Copy every line below where the string "articles" is found.

** Data for analysis **
-=-=-

PR #3074, opened 2019-08-22
Allow mark for user from dropdown menu while editing

pablopunk:
SDBELGA-133

[OLD PR](https://github.com/superdesk/superdesk-client-core/pull/3051)

Extends extension API to include a `groupId` on `IArticleAction` so we can include extension actions in existing groups of any menu, without refactoring current options.

I tried to use the existing `getActions` method (and it works) but there are some issues with that:

* The label is `Mark for User` while in this menu it should only be `User`
* If you mark the item for a user, close the editor, and open it again, you will have two options (`unmark` or `mark for another`). This makes sense but it's unpredictable for the user, becuase they would only see that after reopening the item for editing. Keeping the button `User` all the time is a better UX.

That's the reason I implemented a new `getActionsExtra`, so we only show the one action we want right now.

### DIFF
--- a/scripts/apps/authoring/authoring/directives/AuthoringTopbarDirective.ts
+++ b/scripts/apps/authoring/authoring/directives/AuthoringTopbarDirective.ts
@@ -79,8 +79,8 @@ export function AuthoringTopbarDirective(
                     activationResult.contributions &&
                     activationResult.contributions.entities &&
                     activationResult.contributions.entities.article &&
-                    activationResult.contributions.entities.article.getActions
-                        ? activationResult.contributions.entities.article.getActions
+                    activationResult.contributions.entities.article.getActionsExtra
+                        ? activationResult.contributions.entities.article.getActionsExtra
                         : [],
             );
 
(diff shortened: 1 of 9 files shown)


scripts/apps/authoring/authoring/directives/AuthoringTopbarDirective.ts
```diff
@@ -1,5 +1,10 @@
 import {AuthoringWorkspaceService} from '../services/AuthoringWorkspaceService';
 import {getSpellchecker} from 'core/editor3/components/spellchecker/default-spellcheckers';
+import {getMarkForUserModal} from '../../../../extensions/markForUser/src/get-mark-for-user-modal';
```
petrjasek: not used it seems

scripts/apps/authoring/views/authoring-topbar.html
```diff
@@ -232,6 +232,13 @@
                   </li>
                 </ul>
 
+                <ul ng-if="extraActionsFromExtensions">
+                    <!-- Extra actions from extensions without a group id -->
+                    <li ng-repeat="action in extraActionsFromExtensions">
```
petrjasek: I think you could add that ng-if here so there would be no empty `<li>` tags

PR #3341, opened 2020-02-06
Add a new user privilege for "Mark for user" action. [SDBELGA-300]

GyanP:


scripts/core/get-superdesk-api-implementation.tsx
```diff
@@ -118,6 +118,7 @@ export function getSuperdeskApiImplementation(
                 isPersonal: (article) => article.task == null || article.task.desk == null,
                 isLocked: (article) => article['lock_session'] != null,
                 isLockedByCurrentUser: (article) => lock.isLockedInCurrentSession(article),
+                hasMarkForUserPrivilege: () => privileges.userHasPrivileges({mark_for_user: 1}),
```
tomaskikutis: API has `getOwnPrivileges` method - use that or add `hasPrivilege()` method. The core should not have any code related to a particular extension. All your changes for this task should be limited to files in the extension, except maybe if you want to add `hasPrivilege` method to the API.

scripts/core/get-superdesk-api-implementation.tsx
```diff
@@ -258,6 +258,7 @@ export function getSuperdeskApiImplementation(
         },
         privileges: {
             getOwnPrivileges: () => privileges.loaded.then(() => privileges.privileges),
+            hasPrivilege: (privilege: {[key: string]: number}) => privileges.userHasPrivileges(privilege),
```
tomaskikutis: What's the schema for privileges? Can it only be `1` or `0`? If so, it'd be nicer to have the interface be `hasPrivilege(name: string): boolean`

scripts/extensions/markForUser/src/get-article-actions-bulk.tsx
```diff
@@ -14,7 +15,7 @@ export function getActionsBulkInitialize(superdesk: ISuperdesk) {
 
         const someItemsSpiked = articles.some(({state}) => state === 'spiked');
 
-        if (articles.some(isPersonal) || someItemsLocked || someItemsSpiked) {
+        if (articles.some(isPersonal) || someItemsLocked || someItemsSpiked || !hasPrivilege({mark_for_user: 1})) {
```
tomaskikutis: I'd put `hasPrivilege` check as the first condition in the `if` since it's the most important and would also terminate the `if` sooner when the privilege is not there without having to iterate the items and check their state.

scripts/core/get-superdesk-api-implementation.tsx
GyanP: @tomaskikutis yes, the schema for privileges will have only 0 or 1,  for ex: `{mark_for_user: 1, mark_for_desk: 1, dashboard: 0}`

PR #3344, opened 2020-02-07
Added background color to add suggestions

bfkolle:
Apologies for not adding a Jira Id, I could not find out how to do that anywhere.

-=-=-

** Response **
         const someItemsSpiked = articles.some(({state}) => state === 'spiked');
-        if (articles.some(isPersonal) || someItemsLocked || someItemsSpiked) {
+        if (articles.some(isPersonal) || someItemsLocked || someItemsSpiked || !hasPrivilege({mark_for_user: 1})) {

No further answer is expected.